Winter is a new experience for us in Gibraltar and the first shock is the realisation that it gets cold! At night it drops
to about 10 degrees centigrade (50 degrees Fahrenheit). The day is crystal clear and sunny and I take a series of
shots via the TeleVue-85 and Canon EOS1000D of Algeciras which is 5 miles away across the bay. The shot above is as good
as it is possible to get with this equipment - whether it is up to standard is for you to judge. Bear in mind that at 5
miles range you normally just see a faint haze. Although the shot has been cropped it has not been "messed with"
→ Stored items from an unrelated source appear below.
PR #212, opened 2023-03-15
Improve PluginLoader and PluginStore

vojtechszocs:
This PR refactors `PluginLoader` and `PluginStore` in order to simplify and improve existing APIs.

## Change overview

We can now track plugins which are currently being loaded (status `pending`).

Plugin manifest object is now available regardless of the plugin's current status.

`PluginLoader.loadPlugin` method now accepts either a manifest object or its URL address.

```diff
-  loadPlugin: (baseURL: string, manifestNameOrObject?: string | PluginManifest) => Promise<void>;
+  loadPlugin: (manifest: PluginManifest | string, forceReload?: boolean) => Promise<void>;
```

Sample application now shows an error message tooltip for plugins that failed to load properly.

### Add `loaderOptions` to `PluginStore`

`PluginLoader` class is treated as an implementation detail. It is now configured via `PluginStore` options, for example:

```ts
const pluginStore = new PluginStore({
  loaderOptions: {
    sharedScope: getSharedScope(),
  },
});
```

### Refactor `PluginLoader`

- `loadPlugin` accepts `PluginManifest` parameter and returns `Promise<PluginLoadResult>`
- `PluginManifest` loading and processing moved out to separate methods
- `subscribe` removed due to `loadPlugin` returning `Promise<PluginLoadResult>`
- `loadPluginScripts` uses `manifest.baseURL` when computing plugin script URLs
- `resolvePluginDependencies` uses internal `loadListeners` structure instead of `subscribe`

### Changes in `PluginLoaderOptions`

- Remove `entryCallbackName` in favor of `entryCallbackSettings.name`
- Add `entryCallbackSettings.autoRegisterCallback` to control global callback auto-registration

### Refactor `PluginStore`

- `setLoader` removed, use `loaderOptions` instead
- If the plugin is still loading, `loadPlugin` returns the same Promise which handles the load operation
- If the plugin is loaded and `forceReload` is not `true`, `loadPlugin` returns `Promise.resolve()`
- Once the plugin load operation completes, the associated Promise reference is cleared

### Changes in `PluginStoreOptions`

- Add `loaderOptions` to be passed to `PluginLoader` instance managed by the `PluginStore`

### DIFF
--- a/packages/lib-core/src/runtime/PluginLoader.ts
+++ b/packages/lib-core/src/runtime/PluginLoader.ts
@@ -71,11 +71,11 @@ export type PluginLoaderOptions = Partial<{
    */
   entryCallbackSettings: Partial<{
     /**
-     * Control whether to automatically register the callback function.
+     * Control whether to register the callback function.
      *
      * Default value: `true`.
      */
-    autoRegisterCallback: boolean;
+    registerCallback: boolean;
 
     /**
      * Name of the callback function.
@@ -167,9 +167,7 @@ export class PluginLoader {
       getPluginEntryModule: options.getPluginEntryModule ?? _.noop,
     };
 
-    if (this.options.entryCallbackSettings.autoRegisterCallback ?? true) {
-      this.registerPluginEntryCallback();
-    }
+    this.registerPluginEntryCallback();
   }
 
   private invokeLoadListeners() {
@@ -383,7 +381,7 @@ export class PluginLoader {
       let isResolutionComplete = false;
       let listener: VoidFunction;
 
-      const resolutionComplete = () => {
+      const setResolutionComplete = () => {
         isResolutionComplete = true;
         this.loadListeners.delete(listener);
       };
@@ -418,7 +416,7 @@ export class PluginLoader {
 
         if (resolutionErrors.length > 0) {
           const errorTitle = `Detected ${resolutionErrors.length} resolution errors with ${pendingDepInfo}`;
-          resolutionComplete();
+          setResolutionComplete();
           reject(new Error(`${errorTitle}:\n\n${resolutionErrors.join('\n')}`));
           return;
         }
@@ -426,7 +424,7 @@ export class PluginLoader {
         consoleLogger.info(`Plugin ${pluginName} has ${pendingDepInfo}`);
 
         if (pendingDepNames.length === 0) {
-          resolutionComplete();
+          setResolutionComplete();
           resolve();
         }
       };
@@ -466,7 +464,13 @@ export class PluginLoader {
    * This must be called in order to load plugins using the `callback` registration method.
    */
   registerPluginEntryCallback() {
+    const registerCallback = this.options.entryCallbackSettings.registerCallback ?? true;
     const callbackName = this.options.entryCallbackSettings.name ?? DEFAULT_REMOTE_ENTRY_CALLBACK;
+
+    if (!registerCallback) {
+      consoleLogger.info(`Plugin entry callback ${callbackName} will not be registered`);
+      return;
+    }
 
     if (typeof window[callbackName] === 'function') {
       consoleLogger.warn(`Plugin entry callback ${callbackName} is already registered`);
--- a/packages/lib-webpack/src/webpack/DynamicRemotePlugin.ts
+++ b/packages/lib-webpack/src/webpack/DynamicRemotePlugin.ts
@@ -10,6 +10,9 @@ import { GenerateManifestPlugin } from './GenerateManifestPlugin';
 import { PatchEntryCallbackPlugin } from './PatchEntryCallbackPlugin';
 import { ValidateCompilationPlugin } from './ValidateCompilationPlugin';
 
+const DEFAULT_MANIFEST = 'plugin-manifest.json';
+const DEFAULT_ENTRY_SCRIPT = 'plugin-entry.js';
+
 /**
  * Settings for the webpack `ModuleFederationPlugin`.
  */
@@ -128,8 +131,8 @@ export class DynamicRemotePlugin implements WebpackPluginInstance {
       sharedModules: options.sharedModules ?? {},
       moduleFederationSettings: options.moduleFederationSettings ?? {},
       entryCallbackSettings: options.entryCallbackSettings ?? {},
-      entryScriptFilename: options.entryScriptFilename ?? 'plugin-entry.js',
-      pluginManifestFilename: options.pluginManifestFilename ?? 'plugin-manifest.json',
+      entryScriptFilename: options.entryScriptFilename ?? DEFAULT_ENTRY_SCRIPT,
+      pluginManifestFilename: options.pluginManifestFilename ?? DEFAULT_MANIFEST,
     };
 
     try {
--- a/reports/lib-core.api.md
+++ b/reports/lib-core.api.md
@@ -151,7 +151,7 @@ export type PluginLoaderOptions = Partial<{
     canLoadPlugin: (manifest: PluginManifest, reload: boolean) => boolean;
     canReloadScript: (manifest: PluginManifest, scriptName: string) => boolean;
     entryCallbackSettings: Partial<{
-        autoRegisterCallback: boolean;
+        registerCallback: boolean;
         name: string;
     }>;
     fetchImpl: ResourceFetch;
--- a/packages/lib-core/src/types/store.ts
+++ b/packages/lib-core/src/types/store.ts
@@ -102,25 +102,24 @@ export type PluginStoreInterface = {
   /**
    * Start loading a plugin from the given manifest.
    *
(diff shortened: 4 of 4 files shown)


packages/sample-app/src/components/common/LabelWithTooltipIcon.tsx
```diff
@@ -0,0 +1,29 @@
...
+import * as React from 'react';
+
+type LabelWithTooltipIconProps = {
+  label: React.ReactNode;
+  tooltipContent?: React.ReactNode;
+};
+
+const LabelWithTooltipIcon: React.FC<LabelWithTooltipIconProps> = ({ label, tooltipContent }) => {
+  if (!tooltipContent) {
+    return label as React.ReactElement;
```
vojtechszocs, line 14: This cast was added to work around a TypeScript typing issue.

One solution would be a fragment `<>{label}</>` but this triggers an ESLint warning about avoiding single-element fragments.

On the other hand, typing `label` as `ReactElement` would restrict users from passing e.g. `undefined` or `boolean` or React fragment etc.

This is basically a `ReactNode` input :arrow_right: `React.FC` output passthrough issue.

@florkbr @Hyperkid123 Is there some obvious simple solution to this that I'm missing?

Hyperkid123: Yeah, this is fine. I've encountered this many times. I don't think there is a nice solution to this. Technically `undefined` or `boolean` is not a valid ReactNode. Bot If it was not supposed to be permitted then react should throw a runtime error. I think the type cast is OK.

vojtechszocs: @Hyperkid123 Thanks :+1: I've found some discussions around this issue, for example:

https://github.com/DefinitelyTyped/DefinitelyTyped/issues/18051#issuecomment-645447374

Some devs even advocate not using `React.FC` type at all:

https://kentcdodds.com/blog/how-to-write-a-react-component-in-typescript

The technically correct solution (type wise) would be:

```tsx
// rule suppression below can be avoided with "allowExpressions: true" config
// eslint-disable-next-line react/jsx-no-useless-fragment
return React.isValidElement(label) ? label : <>{label}</>;
```

but that's just too complex for common use, so I'll keep the type cast.

vojtechszocs: Hopefully React 18 has addressed this already :smiley:

packages/sample-app/src/components/common/LoadPluginModal.tsx
```diff
@@ -1,38 +1,49 @@
...
+      [setForceReload],
+    );
+
+    const closeModal = React.useCallback(() => {
       setModalOpen(false);
-    }, [baseURL, pluginStore, setModalOpen]);
+    }, [setModalOpen]);
+
+    const loadPlugin = React.useCallback(() => {
+      pluginStore.loadPlugin(manifestURL, forceReload);
```
florkbr, line 44: @vojtechszocs would it be possible for us to add another scenario where we provide the manifest itself (over the URL) to test that code-path as well?

florkbr (commented):
Tested the sample app/plugin locally and looking good. @vojtechszocs posting a few requests. Let me know what you think! 
image

packages/lib-webpack/src/webpack/DynamicRemotePlugin.ts
```diff
@@ -54,7 +51,7 @@ export type PluginModuleFederationSettings = Partial<{
  */
 export type PluginEntryCallbackSettings = Partial<{
   /**
-   * Name of the function to call.
+   * Name of the callback function.
```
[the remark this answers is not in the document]
vojtechszocs: Well, each method is a function, but not each function is a method :smiley: 

In this case, the global callback function is just a global function, although technically it's a method that belongs to the global `window` object.

:+1: on staying consistent with the naming.

packages/lib-webpack/src/webpack/DynamicRemotePlugin.ts
```diff
@@ -132,7 +129,7 @@ export class DynamicRemotePlugin implements WebpackPluginInstance {
       moduleFederationSettings: options.moduleFederationSettings ?? {},
       entryCallbackSettings: options.entryCallbackSettings ?? {},
       entryScriptFilename: options.entryScriptFilename ?? 'plugin-entry.js',
-      pluginManifestFilename: options.pluginManifestFilename ?? DEFAULT_PLUGIN_MANIFEST,
+      pluginManifestFilename: options.pluginManifestFilename ?? 'plugin-manifest.json',
```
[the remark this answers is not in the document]
vojtechszocs: Agreed, I'll move these two strings to local constants.

packages/sample-app/src/components/common/LoadPluginModal.tsx
vojtechszocs: Sounds good to me, the only question is what would be the best way to represent the manifest object input?

Aside from doing this via UI, we could always expose `pluginStore` via the global `window` object, so developers can interact with it directly, for example:
```ts
pluginStore.loadPlugin('http://localhost:9001/plugin-manifest.json');
pluginStore.getPluginInfo();
```

FYI, OpenShift Console does this for non-production builds ([link](https://github.com/openshift/console/blob/7500dbd9fe588c7e83e92f79d9ba32bbd61dc8e3/frontend/public/plugins.ts#L38)).

This could make local testing via the sample application a bit easier.

packages/sample-app/src/components/common/PageLayout.tsx
```diff
@@ -1,9 +1,9 @@
 import { Page, PageSection } from '@patternfly/react-core';
 import * as React from 'react';
 
-type PageLayoutProps = {
+type PageLayoutProps = React.PropsWithChildren<{
```
vojtechszocs, line 4: FYI, the reason I've used `PropsWithChildren` here is to better communicate the fact that this component is supposed to have children.

In React 17, `React.FC` type automatically uses `PropsWithChildren` which adds `children?: ReactNode | undefined` even if the component is _not_ supposed to have children by design (so React is basically imposing a hard assumption).

This is one of the downsides of using `React.FC` as mentioned in https://kentcdodds.com/blog/how-to-write-a-react-component-in-typescript - for example, `<Foo>something</Foo>` expression is valid even if the `Foo` component is not supposed to have children :smiley: 

This issue should be fixed in React 18.
- https://solverfox.dev/writing/no-implicit-children/
- https://github.com/DefinitelyTyped/DefinitelyTyped/pull/56210 (see "Removal of implicit children")

reports/lib-core.api.md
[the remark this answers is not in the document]
vojtechszocs: Yes, we'll bump the major version of lib-core due to breaking API changes in this package.

packages/lib-core/src/runtime/PluginLoader.ts
```diff
@@ -148,54 +153,54 @@ export class PluginLoader {
...
+      entryCallbackSettings: options.entryCallbackSettings ?? {},
       fetchImpl: options.fetchImpl ?? basicFetch,
       fixedPluginDependencyResolutions: options.fixedPluginDependencyResolutions ?? {},
       sharedScope: options.sharedScope ?? {},
       postProcessManifest: options.postProcessManifest ?? _.identity,
-      entryCallbackName: options.entryCallbackName ?? DEFAULT_REMOTE_ENTRY_CALLBACK,
       getPluginEntryModule: options.getPluginEntryModule ?? _.noop,
     };
+
+    if (this.options.entryCallbackSettings.autoRegisterCallback ?? true) {
```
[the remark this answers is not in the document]
vojtechszocs: Personally I'd prefer to perform this kind of check outside the function, since
```ts
if (doNothingCondition) {
  return;
}
```
adds complexity without much gain.

I agree that the `if` statement expression in
```ts
if (this.options.entryCallbackSettings.autoRegisterCallback ?? true) {
  this.registerPluginEntryCallback();
}
```
looks a bit weird. I'll try to improve that :smiley:

packages/sample-app/src/components/common/LoadPluginModal.tsx
florkbr: It might be nice to have a UI option to enter the object (for discoverability purposes). Perhaps code editor (https://www.patternfly.org/v4/components/code-editor) or multi line inputs (https://www.patternfly.org/v4/components/text-input) with the prefilled JSON? I do think it's nice to expose the pluginStore for debugging non-prod builds too. 

We can follow up in another PR for this IMO.

florkbr: Chatted with Vojtech and we will follow up in another PR with exposing the plugin loader/store in the sample app.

Later on the flat warms up in the sunshine and we deliberately let it get as hot as possible as we only have very inadequate heating. It reaches 30.6 degrees Centigrade (87 degrees Fahrenheit) but soon cools as the sun goes down.
In the evening we set off for Castillo de Castellar to continue our star gazing activities. It is very cold and the sky is beautifully clear. We know from previous experience that it is a waste of time trying to take photos of stars with our equipment so we do not even bother. You need a clever device to compensate for the rotation of the earth, even for a 5 second time exposure. See Introduction to Astrophotography if you want to pursue this subject.
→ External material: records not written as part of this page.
PR #217, opened 2023-04-10
RHCLOUD-23119: Allow for on demand API discovery through hooks

florkbr:
### Success case: demonstration showing fetch is only called once per model
https://user-images.githubusercontent.com/21317056/231302312-a288291d-5c8f-4815-9c22-c25f04967adf.mp4

### Failure case: demonstration showing fetch will be limited to only 3 calls for a given model
Screenshot 2023-04-11 at 6 09 28 PM

https://issues.redhat.com/browse/RHCLOUD-23119


packages/lib-utils/src/k8s/hooks/useK8sWatchResource.ts
```diff
@@ -76,6 +83,10 @@ export const useK8sWatchResource = <R extends K8sResourceCommon | K8sResourceCom
     }
     if (!resourceK8s) {
       const data = resource.isList ? [] : {};
+      if (!k8sModel && !inFlight && !batchesInFlight && retries < 3) {
+        fetchModel(resource, dispatch);
+        setRetries(retries + 1);
+      }
       return modelsLoaded && !k8sModel && !batchesInFlight
         ? [data, true, new NoModelError()]
```
florkbr, line 91: We may need to prevent this return value from returning while we're still trying to fetch the model on demand above. While I was testing locally this didn't _seem_ to be an issue, but I'll continue looking.

packages/lib-utils/src/k8s/k8s-utils.ts
```diff
@@ -235,6 +236,35 @@ export const getGroupVersionKindForModel: GetGroupVersionKindForModel = ({
   kind,
 });
 
+/**
+ * Provides the K8sResourceIdentifier for the given K8sGroupVersionKind or K8sResourceKindReference.
```
florkbr, line 240: FWIW this is not exposed to SDK consumers, just doc'ed internally for SDK devs.

karelhala (commented):
Looking good! I wouldn't include `onlyPreferenceList` in this PR. We should work on allowing plugins listing models to watch for and any other model can be on demand trough these new hooks.

florkbr:
@karelhala I'm not sure I follow. At some point won't we need to fallback on fetching the model if it's not in the list plugins provide?

karelhala:
Yes, that's the aim of this PR isn't it? The idea is that plugins will provide default models we'll watch for. If extension would want to watch for another model they'll use these new hooks.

A while back our Panasonic FZ18 went into a sulk. The zoom control seized up and we were facing disaster. Or at least
a stay in intensive care. So, I decided to try a tiny squirt of oil from an aerosol and it seems to have worked. Fingers
Another beautiful day in the sun but as the evening turns into night the storm returns and the thermometer continues to drop.
A gale force wind blasts rain at our windows all day. At one point I start to open a window to take a photograph but the wind grabs the window and almost knocks me off my feet. Still, as they say, it is an ill wind that blows no good and this particular wind blows beautifully clean windows - every trace of salt and dirt is washed away.
It is cold and wet - more like Manchester than the Mediterranean.
In the afternoon we come across the start of a land extension scheme. It appears that the floating pump picks up a mixture of mud and water and pumps it into a long tube which curves round and is supported by sections of plastic pipe which have had their ends capped off. From there it is pumped into a lagoon where the water flows out but most of the heavy mud remains behind. Presumably in about a week or so the lagoon will be full of mud which they will allow to settle for a few months. And then, Hey Presto - new land. Clever.
In the evening we go to a restaurant in La Linea at about nine o'clock with a group of people but unfortunately it is full of screaming seven year olds. After a while they leave, thank God, but at that point dozens of ten year olds arrive who scream even louder.